# just finished the wife's itb/ms setup - with plenum log



## pr0zac (Jun 2, 2004)

This is a crosspost with the mk2 forum, but i thought you guys may want to see this too...
























































and just so i get this outta the way - the can kicks ass - and will stay for future boost - the car runs better WITH it, and no- the hood will not clear without some fabrication
the plan now is to make something similar to a cowl scoop - as stock as it can be - the body lines that currently go down on the hood will come up instead - and I only need an inch or so, so it will not look like a hood scoop...
The megasquirt unit I got from Patatron.com kicked butt - took me maybe 2-3 hours to wire up - seriously - it was easier to put in than the old harness was to take out and label. The coilpack is from a subaru - found it in a junkyard bin for 35$. The engine is a bone stock 93 aba - no cam at this point (have one - just not installed). the only mods are the itbs and the patatron unit.
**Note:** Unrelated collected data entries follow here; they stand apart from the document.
PR #1236, opened 2024-07-23
[ABW-3651] Fix RUID NFTs local id abbreviation

danvleju-rdx:
Jira ticket: [ABW-3651](https://radixdlt.atlassian.net/browse/ABW-3651)

## Description
This PR fixes the abbreviation for NFT's localID of an RUID type.
Formatting is handled in [Sargon](https://github.com/radixdlt/sargon/blob/b0f6c8948eb17237414f1bd34ca776fec71a4858/src/profile/v100/address/non_fungible_local_id.rs#L61).

[ABW-3651]: https://radixdlt.atlassian.net/browse/ABW-3651?atlOrigin=eyJpIjoiNWRkNTljNzYxNjVmNDY3MDlhMDU5Y2ZhYzA5YTRkZjUiLCJwIjoiZ2l0aHViLWNvbS1KU1cifQ

### DIFF
--- a/RadixWallet/Features/AssetsFeature/Components/NonFungibleAssetList/Components/Row/NonFungibleAssetRow+View.swift
+++ b/RadixWallet/Features/AssetsFeature/Components/NonFungibleAssetList/Components/Row/NonFungibleAssetRow+View.swift
@@ -100,7 +100,7 @@ extension NonFungibleAssetList.Row.View {
 
 				HStack {
 					NFTIDView(
-						id: asset.id.nonFungibleLocalId.toUserFacingString(),
+						id: asset.id.nonFungibleLocalId.formatted(.default),
 						name: asset.data?.name,
 						thumbnail: asset.data?.keyImageURL
 					)
--- a/RadixWallet/Features/AssetsFeature/Components/NonFungibleAssetList/Components/Row/NonFungibleAssetRow+View.swift
+++ b/RadixWallet/Features/AssetsFeature/Components/NonFungibleAssetList/Components/Row/NonFungibleAssetRow+View.swift
@@ -100,7 +100,7 @@ extension NonFungibleAssetList.Row.View {
 
 				HStack {
 					NFTIDView(
-						id: asset.id.nonFungibleLocalId.formatted(.default),
+						id: asset.id.nonFungibleLocalId.formatted(),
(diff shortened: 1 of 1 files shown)


RadixWallet/Features/AssetsFeature/Components/NonFungibleAssetList/Components/Row/NonFungibleAssetRow+View.swift
```diff
@@ -100,7 +100,7 @@ extension NonFungibleAssetList.Row.View {
 
 				HStack {
 					NFTIDView(
-						id: asset.id.nonFungibleLocalId.toUserFacingString(),
+						id: asset.id.nonFungibleLocalId.formatted(.default),
```
GhenadieVP, line 103: Is this the only place? I believe we should properly abreviate everywhere?

danvleju-rdx: In `AddressView` it is already formatted correctly. Do we display `nonFungibleLocalId` in any other places?

matiasbzurovski, line 103: minor: we can just do `formatted()` since it defaults to `.default`

matiasbzurovski (approved):

RadixWallet/Features/AssetsFeature/Components/NonFungibleAssetList/Components/Row/NonFungibleAssetRow+View.swift
matiasbzurovski: This is the only display usage of `toUserFacingString()`, so I believe we don't need to update it anywhere else.

So if we have any other incorrect abbreviation, it is because we are using an incorrect `AddrressFormat`, which I don't recall of any case where this is happening.

GhenadieVP: yeah looks good, just tested.

GhenadieVP (approved):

I can't believe how much more power it has now than the 2.0 16v that it came with. I actually thought the clutch was in wrong when i drove it the first time when i realized that was tire rubber i was smelling burning.


----------



## chadr (Feb 12, 2000)

*Re: just finished the wife's itb/ms setup - with plenum log (pr0zac)*

nice work, but those engines don't make more power than a 2.0 16v, do they?


----------



## pr0zac (Jun 2, 2004)

*Re: just finished the wife's itb/ms setup - with plenum log (chadr)*

not with the same mods, but $ for $ I feel they do. This one will definitely outpower the 2.0 16v that it replaced - in the best or worst of days..


----------



## WolfGTI (Jun 16, 1999)

*Re: just finished the wife's itb/ms setup - with plenum log (chadr)*


_Quote, originally posted by *chadr* »_nice work, but those engines don't make more power than a 2.0 16v, do they?

With ITB's, a TT276 cam and a ported head I put 132 to the wheels on my ABA.


----------



## pr0zac (Jun 2, 2004)

*Re: just finished the wife's itb/ms setup - with plenum log (WolfGTI)*


_Quote, originally posted by *WolfGTI* »_With ITB's, a TT276 cam and a ported head I put 132 to the wheels on my ABA. 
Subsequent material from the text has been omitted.